El amor humano se ve limitado a un número reducido de personas; el amor espiritual las abarca a todas. El amor humano es respuesta a otro amor; el amor espiritual toma él la iniciativa. El amor humano busca atraer a los demás hacia sí; el amor espiritual se une él a los demás.

El amor humano afecta únicamente a lo humano; el amor espiritual transforma a todo el hombre. Y con el hombre, se transforma toda la sociedad, el derecho, las relaciones entre los hombres. Es una renovación integral (Card. Van Thuan).

Todos los días, la prensa saca grandes titulares sobre temas sensacionalistas, y sobre acontecimientos importantes de la historia humana. Tú tienes que hacerte presente en esa historia de los hombres, preocuparte por ella, vibrar con ella.

Pero esa actualidad debe impulsarte también a construir una sociedad nueva, de la que los periódicos no pueden recoger informaciones sensacionalistas: se trata del Reino de Dios que tú tienes que edificar ya en este mundo y con los medios del mundo (Card. Van Thuan).

La renovación requiere valor y decisión. Ante tanto sufrimiento, ante el Señor que te llama, no te quedes indiferente... Sé apóstol de la renovación, con paciencia y sacrificio naturalmente, y sólo por amor a la Iglesia (Card.
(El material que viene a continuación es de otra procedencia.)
PR #1520, opened 2023-10-03
[WIP] update mongo velero br process to work on z arch

bluzarraga:
Mongo does not accept ssl commands on z and all of the backup and restore commands rely on ssl to connect to mongo to run these commands so as of this writing, z is not a supported architecture for backup and restore of mongo. This problem was initially addressed in multi instance and bedrock 4 migration scripts with these prs: https://github.com/IBM/ibm-common-service-operator/pull/1308 & https://github.com/IBM/ibm-common-service-operator/pull/1330. The logic used in this pr comes directly from those two previous prs as this is the same problem.

Testing
velero process
- prep a z environment for backup and restore via velero
- deploy the z specific backup resources for mongo
- proceed with velero backup restore as usual
- verify backup completes successfully (will need to check the logs of the backup to verify, it may say "completed" without backing up)
- on either the same cluster or a new cluster, restore the mongo-data according to velero steps
- verify this actually restored via logs

workaround process
- can use same cluster setup for this test
- run the backup with ./mongo-backup.sh <cs namespace> <stgclassname> true
- verify completion
- run the restore with ./restore-mongo.sh <cs namespace> true
- verify completion

These changes will also need to be applied to the scripts repo since these changes will likely need to be picked up from there for 4.0, 4.1, 4.2, and LTSR. I will open that pr after this one is completed.


bluzarraga:
replace this pr with https://github.com/IBM/ibm-common-service-operator/pull/1531 and #1530, closing

PR #1525, opened 2023-10-06
Fix for isolation LSR when it is corrupted

martabereta:


cp3pt0-deployment/migrate_tenant.sh
```diff
@@ -345,21 +345,24 @@ function isolate_license_service_reporter(){
...
+                fi
+
+                # label LSR PV as LSR PV for further LSR upgrade
+                ${OC} label pv $VOL license-service-reporter-pv=true --overwrite 
+                debug1 "License Service Reporter PV labeled with 'license-service-reporter-pv=true'"
+            
+                ${OC} patch pv $VOL -p '{"spec": { "persistentVolumeReclaimPolicy" : "Retain" }}'
+                debug1 "License Service Reporter PV reclaim policy set to 'Retain'"
+            else
+                info "No Lisense Service Reporter PVC found in $MASTER_NS or it is not in 'Bound' state, skipping isolation."
```
Daniel-Fan, line 364: Hi @martabereta 

Could we keep use `$OPERATOR_NS` here for `migrate_tenant.sh`

Daniel-Fan (changes requested):

cp3pt0-deployment/migrate_tenant.sh
martabereta: You are right. I've fixed it

Daniel-Fan (approved):
/lgtm

PR #1531, opened 2023-10-10
add necessary files for velero br on z

bluzarraga:
Mongodump and mongorestore commands cannot run on s390x without tweaks so this PR makes those necessary tweaks. We will not be able to run the velero br procedure completely automatically at the moment due to the need to scale down mongo operator and change `requiressl` connection setting to `preferssl` since the dump and restore commands do not support ssl on z.

Tested as part of https://github.com/IBM/ibm-common-service-operator/pull/1520. This pr also replaces #1520, more info can be found there.


Daniel-Fan (approved):
/lgtm

PR #1548, opened 2023-10-18
label cert-manager.io specific resources and custom route secrets

bluzarraga:
Add logic to specifically label secrets, certificates, and issuers using cert-manager.io version of the CRD to make sure no secrets fall through the cracks. Also included: labeling the custom secrets for the custom routes created for iam and zen.


bitscuit (approved):
/lgtm

PR #1549, opened 2023-10-18
label cert-manager.io specific resources and custom route secrets

bluzarraga:
same thing as #1548 but for the scripts branch


Daniel-Fan (approved):
/lgtm

PR #1550, opened 2023-10-18
add labels to zen5 permissions, add errexit to zen5 scripts

bluzarraga:
Add labels to the permissions files so they can be carried over to the new cluster, add errexit and errtrace to the scripts so if they fail for one reason or another, they fail both the script and the velero process. Otherwise the velero output may still incorrectly be "completed".


Daniel-Fan (approved):
/lgtm

PR #1551, opened 2023-10-18
add labels to zen5 permissions, add errexit to zen5 scripts

bluzarraga:
same as #1550 but for scripts branch


Daniel-Fan (approved):
/lgtm

PR #2879, opened 2026-07-20
Fix certificate secret label issue

qpdpQ:
The certificate secret was not labeled with `operator.ibm.com/watched-by-cert-manager` because it was created directly by cert-manager without this label. As a result, the cs-operator does not add the secret to its cache, making it unavailable through `client.Get()`. To retrieve the secret in this case, use `reader.Get()` instead.
Fixes # https://github.ibm.com/IBMPrivateCloud/roadmap/issues/69759


Daniel-Fan (approved):
LGTM

PR #2881, opened 2026-07-22
Re-implement Set default value for autoScaleConfig

qpdpQ:
re-implement default value for autoScaleConfig, set default value in base merge layer.
Fix the issue when `nil` value could be converted to` false` and overwritten `true` value in autoScaleConfig.
Fixes # https://github.ibm.com/IBMPrivateCloud/roadmap/issues/68616


Daniel-Fan (approved):
LGTM

PR #2882, opened 2026-07-22
Add namespace suffix to pg migrator role and rolebinding

qpdpQ:
Add a namespace suffix to the pg migrator Role and RoleBinding to ensure unique RBAC resource names. Fix the issue when running in single-namespace mode, the migrator RBAC resources generated for the operator namespace and the data namespace will conflict and over-written each other.

Fixes # https://github.ibm.com/IBMPrivateCloud/roadmap/issues/69770


Daniel-Fan (approved):
LGTM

Van Thuan).

Al suceder a Juan XXIII, Pablo VI asumió con generosidad la misión de organizar el concilio ecuménico Vaticano II, a pesar de mil obstáculos y problemas, a pesar de las oposiciones y las salidas, desde dentro y desde fuera de la Iglesia.

La tiara de tres cuerpos, engarzada de piedras preciosas, con que lo había honrado Milán, la vendió el 18 de noviembre de 1963 para ayudar a los pobres, y a partir de entonces se conformó con una mitra de obispo.

El 15 de septiembre de 1970, disolvió la guardia personal del papa y dejó sólo la guardia suiza como encargada de las puertas del Vaticano.

Y al lado de estos cambios menores, ¡cuántas renovaciones se han llevado a cabo en quince años, en un mundo rico en grandiosas transformaciones, entre enormes dificultades y crisis dolorosas!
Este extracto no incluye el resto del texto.